Applicants, who will not need to travel to Portugal, will be vetted by Portuguese Jewish community institutions as well as by government agencies in a procedure expected to take four months. Applicants will have to say whether they have a criminal record.

The Portuguese parliament unanimously endorsed the law in 2013. Since then, the government has been drawing up the legal details and establishing administrative procedures. The effective date of the law will be announced when the legislation is published soon in the country’s official gazette.

Portuguese monarchs, eager for tax revenue and Jewish talent that helped the country become one of Europe’s wealthiest nations during the Age of Expansion in the 1400s, had protected their thriving Sephardic community.

After Spain drove out the Jews in 1492, 80,000 of them crossed the border into Portugal, historians estimate. King Joao II charged the fleeing Sephardic Jews a tax to shelter in Portugal. He promised to provide them with ships so they could go to other countries, but later changed his mind.

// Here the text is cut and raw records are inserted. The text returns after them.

PR #37, opened 2020-12-09
DCNG-892 simplify config of https/http

kennymacleod:
Currently, the charts have config values for the `SERVER_SCHEME` and `SERVER_SECURE` env vars. The values for these must be consistent, and are difficult to describe at the level of abstraction that the Helm charts operate at. There's no reason this can't be represented in the charts as a single boolean value, `https`, from which the 2 env vars can be derived.

### DIFF
--- a/src/main/charts/bitbucket/templates/_helpers.tpl
+++ b/src/main/charts/bitbucket/templates/_helpers.tpl
@@ -102,10 +102,14 @@ app.kubernetes.io/instance: {{ .Release.Name }}
 {{- end }}
 
 {{- define "bitbucket.baseUrl" -}}
-{{ $httpPortMismatch := (and (eq .Values.ingress.scheme "http") (ne (int .Values.ingress.port) 80) ) -}}
-{{ $httpsPortMismatch := (and (eq .Values.ingress.scheme "https") (ne (int .Values.ingress.port) 443) ) -}}
-{{ .Values.ingress.scheme }}://{{ .Values.ingress.host -}}
-{{ if or $httpPortMismatch $httpsPortMismatch }}:{{ .Values.ingress.port }}{{ end }}
+{{ ternary "https" "http" .Values.ingress.https -}}
+://
+{{- .Values.ingress.host -}}
+{{ with .Values.ingress.port }}:{{ . }}{{ end }}
+{{- end }}
+
+{{- define "bitbucket.ingressPort" -}}
+{{ default (ternary "443" "80" .Values.ingress.https) .Values.ingress.port -}}
 {{- end }}
 
 {{/*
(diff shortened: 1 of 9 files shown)


src/main/charts/bitbucket/templates/_helpers.tpl
```diff
@@ -102,10 +102,18 @@ app.kubernetes.io/instance: {{ .Release.Name }}
...
 {{- define "bitbucket.baseUrl" -}}
-{{ $httpPortMismatch := (and (eq .Values.ingress.scheme "http") (ne (int .Values.ingress.port) 80) ) -}}
-{{ $httpsPortMismatch := (and (eq .Values.ingress.scheme "https") (ne (int .Values.ingress.port) 443) ) -}}
-{{ .Values.ingress.scheme }}://{{ .Values.ingress.host -}}
-{{ if or $httpPortMismatch $httpsPortMismatch }}:{{ .Values.ingress.port }}{{ end }}
+{{ ternary "https" "http" .Values.ingress.https -}}
+://
+{{- .Values.ingress.host -}}
+{{ with .Values.ingress.port }}:{{ . }}{{ end }}
+{{- end }}
```
kennymacleod, line 109: I've rewritten the above function to be a little less terse. It'll include the `port` in the baseUrl if (and only if) it's specified in values.

src/main/charts/bitbucket/templates/statefulset.yaml
```diff
@@ -76,15 +76,17 @@ spec:
             {{ if .Values.ingress.host }}
             - name: SERVER_PROXY_NAME
               value: {{ .Values.ingress.host | quote }}
+            - name: SERVER_PROXY_PORT
+              value: {{ include "bitbucket.ingressPort" . | quote }}
             - name: SETUP_BASEURL
               value: {{ include "bitbucket.baseUrl" . | quote }}
             {{ end }}
-            - name: SERVER_PROXY_PORT
-              value: {{ .Values.ingress.port | quote }}
```
kennymacleod, line 83: move `SERVER_PROXY_PORT` into the same `if` block as `SERVER_PROXY_NAME`, they need to go together

src/main/charts/bitbucket/templates/statefulset.yaml
```diff
@@ -76,15 +76,17 @@ spec:
...
+            {{ if .Values.ingress.https }}
             - name: SERVER_SCHEME
-              value: {{ .Values.ingress.scheme | quote }}
+              value: "https"
             - name: SERVER_SECURE
-              value: {{ .Values.ingress.secure | quote }}
+              value: "true"
+            {{ end }}
```
kennymacleod, line 89: Now we set the `SERVER_SCHEME` and `SERVER_SECURE` env vars on the basis of a singe chart value, rather than one chart value for each.

bianchi2 (approved):
:+1:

In 1496, his successor, King Manuel I, eager to find favour with Spain’s powerful Catholic rulers, Ferdinand and Isabella, and to marry their daughter Isabella of Aragon, gave the Jews 10 months to convert or leave. When they opted to leave, Manuel issued a decree prohibiting their departure and forcing them to embrace Roman Catholicism as “New Christians”.

The New Christians adopted new names, inter-married and even ate pork in public to prove their devotion to their new faith. Some Jews, though, kept their traditions alive, secretly observing the sabbath at home then going to church on Sunday. They circumcised their sons and quietly observed Yom Kippur, calling it in Portuguese the dia puro, or pure day.

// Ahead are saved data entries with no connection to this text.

PR #42, opened 2020-12-16
DCNG-942: Add a comment about updating Bash

kcichy-atlassian:
Very low priority. This is something I encountered when using the script the first time. As at that point everything was new to me, I had to scratch my head a few times before I understood the problem. Maybe we can save someone some minutes of their life.
I know this guide only talks about OS X, but I suppose the update is easier for Linux users, so no guide is necessary.

### DIFF
--- a/src/test/scripts/helm_install.sh
+++ b/src/test/scripts/helm_install.sh
@@ -18,6 +18,8 @@ currentContext=$(kubectl config current-context)
 
 echo Current context: $currentContext
 
+# If this fails, you might be using an old version of Bash.
+# Update following https://itnext.io/upgrading-bash-on-macos-7138bd1066ba.
 clusterType=$(case "${currentContext}" in
   *eks*) echo EKS;;
   *aks*) echo AKS;;


kennymacleod (approved):

src/test/scripts/helm_install.sh
```diff
@@ -18,6 +18,8 @@ currentContext=$(kubectl config current-context)
 
 echo Current context: $currentContext
 
+# If this fails, you might be using an old version of Bash.
+# Update following https://itnext.io/upgrading-bash-on-macos-7138bd1066ba.
```
kennymacleod, line 22: Maybe we could make the script fail if the bash version is too old?

pbruski:
> I know this guide only talks about OS X, but I suppose the update is easier for Linux users, so no guide is necessary.

Hahaha, I doubt that any of our customers is on a version of Linux with Bash as ancient as the one on Macos. It should say "Kept for historical purposes only" in the man page.

src/test/scripts/helm_install.sh
kcichy-atlassian: Good idea, I made Bash 5 a requirement for this script.

kcichy-atlassian:
Wait, you already merged that? 😲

Though officially accepted, the New Christians were at the mercy of popular prejudice. In the Easter massacre of Jewish converts in 1506 in Lisbon, more than 2,000 Jews are believed to have been murdered.

Tens of thousands of Jews were persecuted, tortured and burned at the stake during the Portuguese Inquisition, established in 1536.

In 1988, the then president Mário Soares met members of Portugal’s Jewish community and formally apologised for the Inquisition. In 2000, the leader of Portugal’s Roman Catholics issued a public apology for the suffering imposed by the Catholic church and a monument to the dead was erected in 2008 outside the São Domingos church where the Easter massacre began.